Cervical cancer is a leading cause of cancer-related molarity among women in sub-Sahara Africa, where limited pathology capacity constrains timely diagnosis. Rwanda reports one of the highest cervical cancers incidence rates in the region, and there is a pressing need for scalable decision-support tools to augment histopathology services. This study evaluated deep learning models for automated binary classification of cervical histopathology images from a tertiary hospital in Kigali, Rwanda.

Methods

We conducted a retrospective, single-center study using 885 hematoxylin-and-eosin-stained cervical biopsy image patches acquired at the University Teaching Hospital of Kigali (CHUK) between 2018 and 2024. Regions of interest were annotated by board-certified pathologists and organized into normal versus abnormal (precancerous and malignant) categories. Three ImageNet-pretrained convolutional neural networks (ResNet50, EfficientNetB0, DenseNet121) were fine-tuned using patient-level, stratified splits (70% training, 20% validation, 10% test), class-weighted loss, and domain consistent data augmentation.
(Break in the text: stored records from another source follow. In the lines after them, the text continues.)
PR #4779, opened 2023-03-31
Adjust remote signer idle connection timeout defaults.

cheatfate:
We adjust our defaults to defaults of original Web3Signer software https://docs.web3signer.consensys.net/Reference/CLI/CLI-Syntax#idle-connection-timeout-seconds

### DIFF
--- a/beacon_chain/validators/validator_pool.nim
+++ b/beacon_chain/validators/validator_pool.nim
@@ -27,10 +27,10 @@ export
 
 const
   WEB3_SIGNER_DELAY_TOLERANCE = 3.seconds
-  WEB3_SIGNER_DEFAULT_TIMEOUT = 29.seconds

Performance was assessed on the held-out test set using accuracy, sensitivity, specificity, F1-score, receiver operating characteristic area under the curve (ROC-AUC), Brier score, and calibration curves with 95% confidence intervals.

Results

EfficientNetB0 achieved the best overall performance, with test accuracy 0.99 (95% CI 0.97-1.00), sensitivity 0.98, specificity 1.00, F1-score 0.99, ROC-AUC 0.99, and the lowest Brier score (0.02). ResNet50 reached an accuracy of 0.91 (ROC-AUC 0.96), while DenseNet121 obtained an accuracy of 0.86 (ROC-AUC 0.96), with comparatively poorer calibration. EfficientNetB0 misclassified only one abnormal image as normal and produced no false positives on the test set.

Conclusions

Compact deep learning architectures, particularly EfficientNetB0, can deliver near-perfect discrimination between normal and abnormal cervical histopathology in a resource constrained Rwandan setting. These results support the feasibility of AI-assisted pathology as a triage tool but require external, multi-center and prospective validation before clinical deployment.